Modem yang Menyelamatkan
Tiga tahun berlalu, kisah pahit akibat terlambat menyetor tugas lewat email itu pun terkubur bersamaan datangnya jaringan teknologi internet yang kian bersahabat. Era milenial memungkinkan komunikasi jarak jauh dengan jaringan tangguh telah menjawab segala kegalauan khas pekerja.
Live Smart, dua kata sederhana yang dengan cepat tak lagi menyoal kebutuhan pekerjaan tetapi juga menjadi bagian dari gaya hidup. Modem bertuliskan ANDROMAX M2Y produksi Smartfren yang saya beli di pertengahan 2016 lalu, berubah menjadi penyelamat guna menghambat dampak kemarahan BL yang kerap berdampak sistemik.
Modem Andromax, benda yang meski mungil tetapi amat canggih. Kecanggihan itu terbukti setiap berkirim email ke BL yang hanya secepat kilat. Betul-betul anti lelet pokoknya. Urusan tugas dan kewajiban kantor pun kini jauh lebih mudah. Bahkan, tak jarang tugas yang diserahkan BL kepada saya hanya dikerjakan di rumah saja. Toh, bagi BL yang penting adalah kewajiban karyawan diselesaikan dengan secepatnya. Tugas selesai, BL senang.

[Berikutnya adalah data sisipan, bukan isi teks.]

PR #1297, opened 2021-02-04
Fix/attribute scaling issues+release sorting

mzedel:
That should provide some improvements for the dashboard performance and ensure that the release sorting works as expected (uppercase releases no longer land before all lowercase ones)
while I was at it I also added sorting by release modification date - that might help a bit when working with many releases...

### DIFF
--- a/src/js/components/artifacts/__snapshots__/releaseslist.test.js.snap
+++ b/src/js/components/artifacts/__snapshots__/releaseslist.test.js.snap
@@ -2,103 +2,98 @@
 
 exports[`ReleasesList Component renders correctly 1`] = `
 <div
-  className="repository-list flexbox column"
-  style={
-    Object {
-      "alignItems": "flex-start",
-    }
-  }
+  class="repository-list flexbox column"
+  style="align-items: flex-start;"
 >
   <div
-    className="flexbox"
-    style={
-      Object {
-        "alignItems": "center",
-      }
-    }
+    class="flexbox"
+    style="align-items: center;"
   >
     <h3>
       Releases
     </h3>
     <div
-      className="MuiFormControl-root MuiTextField-root search"
-      style={
-        Object {
-          "marginLeft": 30,
-          "marginTop": 0,
-        }
-      }
+      class="MuiFormControl-root MuiTextField-root search"
+      style="margin-left: 30px; margin-top: 0px;"
     >
       <div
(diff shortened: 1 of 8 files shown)


src/js/components/artifacts/releaseslist.js
```diff
@@ -13,17 +13,36 @@ const filters = ['device_types_compatible', 'descriptions', 'Name'];
 
 const filter = createFilterOptions({ stringify: option => filters.map(item => option[item]).join(' ') });
 
+const sortingOptions = [
+  { title: 'Name', value: 'Name' },
+  { title: 'Modification Date', value: 'latestModified' }
```
michaelatmender, line 18: I'd suggest "Date modified" for the label, it's a bit more common phrasing. Nice addition though!

src/js/components/artifacts/__snapshots__/releaseslist.test.js.snap
```diff
@@ -2,103 +2,98 @@
 
 exports[`ReleasesList Component renders correctly 1`] = `
 <div
-  className="repository-list flexbox column"
-  style={
-    Object {
-      "alignItems": "flex-start",
-    }
-  }
+  class="repository-list flexbox column"
```
michaelatmender, line 5: Something in these changes has affected the layout a bit – if you compare it to https://hosted.mender.io/ui/#/releases, you can see this left column is now being cut off a bit

mzedel: hmm that should not have changed with the changes in here (the snapshot-change is just because I had to render it differently to also see the selection menu...) - it might have been from the earlier PR that fixed the scrolling behaviour for the releases and devices list...

src/js/components/artifacts/releaseslist.js
mzedel: Should now be "Date modified" 👌

tranchitella (approved):
Looks great

src/js/components/artifacts/__snapshots__/releaseslist.test.js.snap
michaelatmender: You're right, sorry! I see this and couple of other small things on master too. Will follow up on those separately.

michaelatmender (approved):

PR #1301, opened 2021-02-08
made device listing calls use attribute selection

mzedel:
this is to limit size of response body and UI degradation on large attribute counts

counterpart to mendersoftware/inventory/pull/247

with both PRs the impact of a device with >400 attributes is no longer noticeable - unless the device is expanded (in that case a lot of the time is spent parsing the response where I don't think we can do a lot...)

Changelog: None


tranchitella (approved):
Perfect, LGTM

PR #1302, opened 2021-02-10
MEN-4291 allow add-on + plan changes

mzedel:
@michaelatmender this might already allow adding in MEN-4171 in the [contact form](https://github.com/mendersoftware/gui/blob/4691fff85cd99cb5c36b0015d23386c49fd753ce/src/js/components/settings/quoterequestform.js) - I'll happily add this if I understood the task correctly...


mzedel:
merging after approval on slack 👌

PR #1303, opened 2021-02-10
Fix e2e + unit tests - also update dependencies

mzedel:


webpack.config.js
```diff
@@ -67,6 +74,14 @@ module.exports = {
       }
     ]
   },
+  optimization: {
+    minimize: process.env.NODE_ENV === 'production',
```
merlin-northern, line 78: so it does not influence development builds?

tests/e2e_tests/cypress/integration/04-deviceDetails.spec.js
```diff
@@ -29,11 +29,9 @@ context('Layout assertions', () => {
         () =>
           cy
             .get('.deviceListItem')
-            .click()
             // the deviceconnect connection might not be established right away,
             // due to polling intervals the fastest way to refresh is collapsing & expanding again...
```
merlin-northern, line 33: does this comment still make sense?

tests/setupTests.js
```diff
@@ -21,6 +21,7 @@ let server;
 const oldWindowLocation = window.location;
 const oldWindowSessionStorage = window.sessionStorage;
 
+jest.retryTimes(3);
```
merlin-northern, line 24: nitpick: a const for the 3?

merlin-northern (approved):
lgtm! take or leave the comments.

tests/setupTests.js
mzedel: That whole file is basically just a collection of consts 😅 but it's probably as good as opportunity as any to clean that up a bit

tests/e2e_tests/cypress/integration/04-deviceDetails.spec.js
mzedel: Yep, the clicking will still be done repeatedly, but now just once and then wait until the animation had settled, Check if the button is usable and repeat

webpack.config.js
mzedel: Yep, the dev builds are faster and the prod builds result in a smaller payload this way...

mzedel: Previously this happened automatically, but due to the improved loader we're now using, that setting is required

merlin-northern (approved):
thank you for the answers!

PR #1308, opened 2021-02-12
MEN-4430 show device config deployments

mzedel:
this does not yet include jumping to the device config deployments from the device due to the information available from the device config

### DIFF
--- a/entrypoint.sh
+++ b/entrypoint.sh
@@ -25,6 +25,7 @@ cat >/var/www/mender-gui/dist/env.js <<EOF
     hostedAnnouncement: "$ANNOUNCEMENT",
     isDemoMode: "$DEMO",
     features: {
+      hasDeviceConfig: "$HAVE_DEVICECONFIG",
       hasDeviceConnect: "$HAVE_DEVICECONNECT",
       hasMultitenancy: "$HAVE_MULTITENANT",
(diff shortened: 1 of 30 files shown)


tranchitella (commented):
I tested it, but I have a few (minor) issues.

First of all, I don't know how to enable it in the OS version. I ended up patching the UI to use `haveDeviceConfig: true` hardcoded. Can you point me to the right way to enable the feature in the OS version? This way, we can set the right env variable in integration and have it enabled out of the box.

Second issue i have is that during deployment, the status reported in the expanded device doesn't update, it stays at "pending". The status are correctly updated in the backend, and I can see them in the deployment details in the "deployments" menu.

Other than that, the feature is okay and I could follow the code, though I didn't go through all of it because it is a bit outside my comfort zone.

mzedel:
Thanks for looking into it! I'll get the refresh in right asap... as to where to activate it... that is solely based on the information from tenantadm (so not available in OS) so far - I added a `addons: [{ Name: 'configure', Enabled: true }]` in the tenant object... but if it should also be available in OS through an env var I'll gladly add this too...

tranchitella:
@mzedel yes, device configuration is an open source feature!

tranchitella (approved):

PR #1321, opened 2021-02-19
MEN-4313 Terminal session playback + download

mzedel:
the final backend change alignment is still pending, but the remaining changes should be tiny


merlin-northern (commented):
Manuel, I am putting the comments also here, apart from the private chat.

* it does replay with delays now, but not always (shared privately the particular recordings and control data) the previous version at 00afff168a28f74402662e6903bb0194aa549193 played..
* Changed in audit logs: always device id
* Session ID in session details in the player: set to device id

merlin-northern:
@mzedel I found it extremely challenging to debug the player, if you have any hints on how to add console logs in _terminalplayer.js_ and in `processContent` in particular that would be lovely. (I even tried alert to no luck whatsoever)

src/js/components/auditlogs/eventdetails/terminalsession.js
```diff
@@ -0,0 +1,107 @@
...
+      action.startsWith('close') ? time : undefined
+    ).then(setSessionDetails);
+  }, []);
+
+  if (!(sessionDetails && device)) {
+    return <Loader show={true} />;
+  }
+
+  const { name, device_type, artifact_name } = device.attributes;
+  const usesId = !idAttribute || idAttribute === 'id' || idAttribute === 'Device ID';
```
merlin-northern, line 43: `'Device ID'` is used a bit all over the code, perhaps time to define it? (not for this PR, but maybe one day)

src/js/components/auditlogs/eventdetails/terminalsession.js
```diff
@@ -0,0 +1,107 @@
...
+import { getDeviceById, getSessionDetails } from '../../../actions/deviceActions';
+import { getIdAttribute } from '../../../selectors';
+import theme from '../../../themes/mender-theme';
+import Loader from '../../common/loader';
+import { Terminal } from '../../devices/terminal';
+import { formatTime } from '../../../helpers';
+
+momentDurationFormatSetup(moment);
+
+const BEGINNING_OF_TIME = '2020-01-01T00:00:00.000Z';
```
merlin-northern, line 19: if someone is mean, then she will exploit it by changing the time on the device. I would set EPOCH but your call. strange that we do not allow to list all the entries. my second question is: it returns really all of them without pages?

src/js/components/devices/terminal.js
```diff
@@ -120,11 +125,11 @@ export const Terminal = ({ onCancel, sendMessage, setSnackbar, setSessionId, set
...
           body
         } = MessagePack.decode(data);
-        if (proto !== MessageProtocolShell) {
+        if (proto !== MessageProtocol.Shell) {
           return;
         }
         switch (typ) {
-          case MessageTypeNew: {
+          case MessageTypes.New: {
             if (props.status == 2) {
```
merlin-northern, line 134: the only const missing now here :) this `2` being an `ErrorMessageStatus`.

src/js/components/devices/terminal.js
```diff
@@ -9,27 +9,32 @@ import { SearchAddon } from 'xterm-addon-search';
...
-const MessageTypeShell = 'shell';
-const MessageTypeStop = 'stop';
+export const MessageTypes = {
+  New: 'new',
+  Ping: 'ping',
+  Pong: 'pong',
+  Resize: 'resize',
+  Shell: 'shell',
+  Stop: 'stop'
+};
```
merlin-northern: lovely! I quess the 'delay' comes in the following commits.

src/js/components/auditlogs/eventdetails/terminalsession.js
mzedel: yep... definitely planned... it gets all the more important with the vision of relying also on custom names in the future...

src/js/components/auditlogs/eventdetails/terminalplayer.js
```diff
@@ -18,6 +18,128 @@ const searchAddon = new SearchAddon();
...
+        const processContent = () => {
+          if (contentIndex === content.length) {
+            return resetPlayer();
+          }
+          const item = content[contentIndex];
+          contentIndex += 1;
+          let delay = 1;
+          if (item.content) {
+            const buffer = JSON.parse(atob(item.content));
+            term.write(byteArrayToString(buffer.data || []))
```
merlin-northern, line 111: during debugging I added console log here, but it did not work, it was next to impossible to debug, could you teach me how to debug here in case I need it? (and assume I only have the webdev tools from the browser and a text editor (vim).

src/js/components/auditlogs/eventdetails/terminalsession.js
mzedel: nah that is mostly just since the beginning of us possibly having the recording feature in any way - if someone wants to spoof anything anywhere they are on their own...
to the second question: it will just get you to the paginated page - with the proper filter set... however - atm we can't filter by `object_type=device` unfortunately... but by `object_id=<id>` works fine 😄

merlin-northern (approved):
lgtm. tested and works wonders! thanks!

src/js/components/auditlogs/eventdetails/terminalplayer.js
mzedel: there you will only see the effects if you download the recording and open the html file - that is why this is in the `generateHtml` function... if you want to debug anything in the UI itself look a few lines below (around L195) and edit the `useEffect` function... 👍

merlin-northern:
> lgtm. tested and works wonders! thanks!

@mzedel and also: you fixed the "docker virtual machine" in the on boarding icon disapearing.

src/js/components/devices/terminal.js
mzedel: in the _other_ terminal PR there is some additional work to bring those into the device constants... I'll rebase there and will adjust accordingly - including the error and stop codes 👌

PR #1322, opened 2021-02-19
Use device drawer

mzedel:


michaelatmender (approved):
Looks good, just had one or two small adjustments to buttons for opening/closing the device drawer. Added a commit - let me know if it looks ok to you!

PR #1342, opened 2021-03-01
MEN-4320 file up-/ download

mzedel:
this should also allow cmd+click on a filename-like text on a new terminal line (if downloading the clicked content fails, the text is used as download path) + dropping a file on the terminal should select that file for upload & use the filename as a target location

depends partly on #1321 (mainly for the links to the auditlogs to work)


src/js/actions/deviceActions.js
```diff
@@ -590,6 +592,28 @@ export const getSessionDetails = (sessionId, deviceId, userId, startDate, endDat
   );
 };
 
+export const deviceFileDownload = (deviceId, path) => () => GeneralApi.post(`${deviceConnect}/devices/${deviceId}/download`, { path });
+
+export const deviceFileUpload = (deviceId, path, file) => dispatch => {
+  var formData = new FormData();
+  formData.append('file', file);
+  formData.append('path', path);
```
tranchitella, line 600: File must be the last field in the multipart form-data:

```suggestion
  formData.append('path', path);
  formData.append('file', file);
```

src/js/actions/deviceActions.js
```diff
@@ -590,6 +592,28 @@ export const getSessionDetails = (sessionId, deviceId, userId, startDate, endDat
...
+  const cancelSource = axios.CancelToken.source();
+  return Promise.all([
+    dispatch(setSnackbar('Uploading file')),
+    dispatch({ type: AppConstants.UPLOAD_PROGRESS, inprogress: true, uploadProgress: 0, cancelSource }),
+    GeneralApi.upload(`${deviceConnect}/devices/${deviceId}/upload`, formData, e => progress(e, dispatch), cancelSource.token)
```
tranchitella, line 605: File upload is (now) implemented as PUT, not POST.
```suggestion
    GeneralApi.uploadPut(`${deviceConnect}/devices/${deviceId}/upload`, formData, e => progress(e, dispatch), cancelSource.token)
```

tranchitella: This obviously requires something like:
```
diff --git a/src/js/api/general-api.js b/src/js/api/general-api.js
index 873d38ac3..b2fdfb39c 100644
--- a/src/js/api/general-api.js
+++ b/src/js/api/general-api.js
@@ -33,7 +33,8 @@ const Api = {
   post: (url, data) => authenticatedRequest.post(url, data),
   postUnauthorized: (url, data) => axios.post(url, data, commonRequestConfig),
   put: (url, data) => authenticatedRequest.put(url, data),
-  upload: (url, formData, progress, cancelToken) => authenticatedRequest.post(url, formData, { onUploadProgress: progress, timeout: 0, cancelToken })
+  upload: (url, formData, progress, cancelToken) => authenticatedRequest.post(url, formData, { onUploadProgress: progress, timeout: 0, cancelToken }),
+  uploadPut: (url, formData, progress, cancelToken) => authenticatedRequest.put(url, formData, { onUploadProgress: progress, timeout: 0, cancelToken })
 };

 export default Api;
 ```

File: src/js/actions/deviceActions.js [hunk 3]
```diff
@@ -590,6 +592,28 @@ export const getSessionDetails = (sessionId, deviceId, userId, startDate, endDat
   );
 };
 
+export const deviceFileDownload = (deviceId, path) => () => GeneralApi.post(`${deviceConnect}/devices/${deviceId}/download`, { path });
```
tranchitella, line 595: Download technically works (I can see the response with the dev tools), but nothing happens in the UI and the file is not downloaded. This is tricky, I would try to let the browser handle the download of the content-disposition: attachment file, but to do that you cannot rely on XHR requests. The only (hackish?) solution I can think of is creating a hidden iframe with the post form, target a new window and submit it, it should trigger the download). Another option would be to change the backend and implement the download as a GET end-point, passing the params as GET parameters and relying on the Cookie to pass in the JWT token. What do you think?

src/js/actions/deviceActions.js
mzedel: thanks for these => I took them as they were and it worked flawlessly 😃

src/js/actions/deviceActions.js
mzedel: 🤦 sorry - is now fixed!

src/js/components/devices/troubleshoot/filetransfer.js
```diff
@@ -0,0 +1,137 @@
...
+  };
+
+  const onPasteUploadClick = async () => {
+    const path = await navigator.clipboard.readText();
+    setUploadPath(path);
+  };
+
+  const onFileSelect = file => {
+    setFile(file);
+    setUploadPath(`${uploadPath}/${file?.name || ''}`);
```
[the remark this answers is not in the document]
mzedel: argh, sorry - should now as intended (clears the filename if the filename exists in the path and leaves it untouched otherwise)

mzedel:
Thanks for going through the PR and the detailed report @tranchitella! Unfortunately resolving the error combined with the direct access to the file transfer part took a little longer than expected... but now it should be a bit clearer how things work...
The bigger problem is indeed the download part... Sorry for the extra work this might now need - I was expecting more a redirect to the download location or the same behaviour as for the auditlogs csv download (POST with params, get a download location in return)... I guess the easiest for the UI would be proxying this with a GET request `/deviceconnect/devices/<deviceId>/download?path=<base64Path>` as this should then be possible to be handed off to a regular `<a href={`/deviceconnect/devices/<deviceId>/download?path=<base64Path>`} download="theFilename.ext" />`...

tranchitella:
@mzedel I tested again this PR, it works fine but the download needs to be updated to use the GET end-point, instead of the POST. File upload and user interface are fine, I tried it both with small and large (400MB) files, no issues found.

tranchitella:
One thing: the auditlogs page crashes with this error:
image

mzedel:
Oh my... I spent so much time on getting the e2e tests for this to work that I forgot to push the changes.. I'm terribly sorry!

tranchitella (approved):
Tested and it works perfectly, uploading and downloading large files with the current master versions of the client and mender-connect. Well done!

PR #1353, opened 2021-03-04
onboarding: Pass `--demo` flag to `get.mender.io` script.

kacf:
Changelog: Title

Fixes MEN-4461.

### DIFF
--- a/src/js/helpers.js
+++ b/src/js/helpers.js
@@ -494,7 +494,7 @@ ${enterpriseSettings}`;
   }
   const debInstallationCode = `wget -q -O- https://get.mender.io/${
     isPreRelease && window.location.hostname.includes('staging') ? 'staging' : ''
-  } | sudo bash -s`;
+  } | sudo bash -s -- --demo`;
   let codeToCopy = `${debInstallationCode} && \\
 sudo bash -c 'DEVICE_TYPE="${deviceType}" && \\${
     token
--- a/src/js/helpers.js
+++ b/src/js/helpers.js
@@ -494,7 +494,7 @@ ${enterpriseSettings}`;
   }
   const debInstallationCode = `wget -q -O- https://get.mender.io/${
     isPreRelease && window.location.hostname.includes('staging') ? 'staging' : ''
-  } | sudo bash -s -- --demo`;
+  } | sudo bash -s${isPreRelease && window.location.hostname.includes('staging') ? ' -- --demo' : ''}`;
   let codeToCopy = `${debInstallationCode} && \\
 sudo bash -c 'DEVICE_TYPE="${deviceType}" && \\${
     token
--- a/src/js/components/common/dialogs/__snapshots__/physicaldeviceonboarding.test.js.snap
+++ b/src/js/components/common/dialogs/__snapshots__/physicaldeviceonboarding.test.js.snap
@@ -1993,7 +1993,7 @@ exports[`PhysicalDeviceOnboarding Component tiny onboarding tips renders Install
           <span
             style="white-space: pre-wrap; word-break: break-word;"
           >
-            wget -q -O- https://get.mender.io/ | sudo bash -s && \\
+            wget -q -O- https://get.mender.io/ | sudo bash -s -- --demo && \\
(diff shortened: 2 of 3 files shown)


src/js/helpers.js
```diff
@@ -494,7 +494,7 @@ ${enterpriseSettings}`;
   }
   const debInstallationCode = `wget -q -O- https://get.mender.io/${
     isPreRelease && window.location.hostname.includes('staging') ? 'staging' : ''
-  } | sudo bash -s`;
+  } | sudo bash -s -- --demo`;
```
lluiscampos, line 497: This will only work for `https://get.mender.io/staging`, so merging it as-is will block any HM upgrade that we would like to do before Mender 2.7

I don't know if is the best solution, but in order to not add more hacks to the `gui` repo, my proposal is to modify production script to accept (but silently ignore) the new `--demo` flag.

Other ideas?

lluiscampos (changes requested):

src/js/helpers.js
mzedel: preferably there would be yet another condition in there, as the `--demo` likely should only be applied during onboarding, but we know that user use that code snippet all the time - so we'll have to pass the onboarding state in there too and that function will be even more hackish... with that in mind (and the possible reduction in complexity): could we get the script to accept the flags directly ready for 2.7? 👍

and with regards to the staging limitation: would the additional flag actually disturb the `get.mender.io` script or would it just be ignored?

kacf: > we know that user use that code snippet all the time

I wasn't aware it was used elsewhere. I thought it was only for onboarding. 

> with that in mind (and the possible reduction in complexity): could we get the script to accept the flags directly ready for 2.7?

I'm not sure I understand. Isn't this accepting them directly?

> This will only work for `https://get.mender.io/staging`, so merging it as-is will block any HM upgrade that we would like to do before Mender 2.7

Good thinking! This is easy to fix: Feature branch, and add an extra action point in https://tracker.mender.io/browse/MEN-4499.

lluiscampos: I am a bit confused, can we have chat about this today after SU?

kacf: Discussed privately, will include a conditional in the UI for staging environment instead of using a feature branch. Will not add any other flags right now, since it's not part of this task which has already been going on for a long time.

kacf: @mzedel: How about now?

Note that I left the original commit intact in the history, so that this is an easy revert later. I suppose this can be added as a cleanup item to https://tracker.mender.io/browse/MEN-4499.

src/js/helpers.js
```diff
@@ -494,7 +494,9 @@ ${enterpriseSettings}`;
   }
   const debInstallationCode = `wget -q -O- https://get.mender.io/${
     isPreRelease && window.location.hostname.includes('staging') ? 'staging' : ''
-  } | sudo bash -s`;
+  } | sudo bash -s${
+    isPreRelease && window.location.hostname.includes('staging') ? ' -- --demo' : ''
+  }`;
```
mzedel, line 499:
```suggestion
  } | sudo bash -s${isPreRelease && window.location.hostname.includes('staging') ? ' -- --demo' : ''}`;
```
should make the linter happy (we have a prettier config with a 160 col line width 😉)

mzedel (changes requested):
👌 - that should work and be good to get it tested on staging... the formatting + the test output need to be adjusted but apart from that it should pass (interestingly even the otherwise failing tests passed in the previous run 🤯)

lluiscampos (approved):
Looks good from my side :+1: 

@mzedel have the last word

kacf:
@mzedel: Still timing out due to the unstable e2e tests, but other tests seem to be fine. I leave it in your hands at this point. Either merge immediately if you are comfortable with it, or wait until you have fixed/worked around the other issues.

mzedel (approved):
👍 should be fine now! unfortunately I don't have the rights to (force-)merge - but https://github.com/mendersoftware/gui/pull/1351 should hopefully fix _everything_ 😅

kacf:
Thanks!

PR #1360, opened 2021-03-09
fixed auditlog filter-by-url to work with device type

mzedel:
- also ensures the set filter is showing up readable
depends on MEN-4491
Changelog: None


tranchitella (approved):
Works fine!

PR #1490, opened 2021-04-09
MEN-4610: Fix search parameters not included when exporting auditlogs

alfrunes:


mzedel (approved):
🙈 thank you very much!

tranchitella (approved):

Jangankan berkirim email, mendengarkan lagu-lagu lawas The Mercy's di Youtube sekalipun dengan gampang dipersembahkan modem Andromax. Padahal, itu baru menggunakan modem model lawas. Bagaimana kira-kira kalau menggunakan modem MiFi M5 keluaran terbaru dari Smartfren? Wah, dijamin makin lincah.Â
Sekilas, bentuk Modem MiFi M5 terlihat hampir sama dengan generasi pendahulunya. Namun, soal kecanggihan, menurut informasi yang saya peroleh, seri terbaru ini jauh lebih ciamik. Tak hanya mampu berbagi jaringan hingga 32 pengguna, kecepatan internetnya juga kian melejit. Bahkan, MiFi M5 bisa juga berfungsi sebagai power bank. Ampun deh, kalau begitu ceritanya maka lengkaplah sudah, tugas-tugas kantor yang dikerjakan di rumah kini bisa selesai dengan sempurna, sementara tensi BL tetap dalam posisi normal.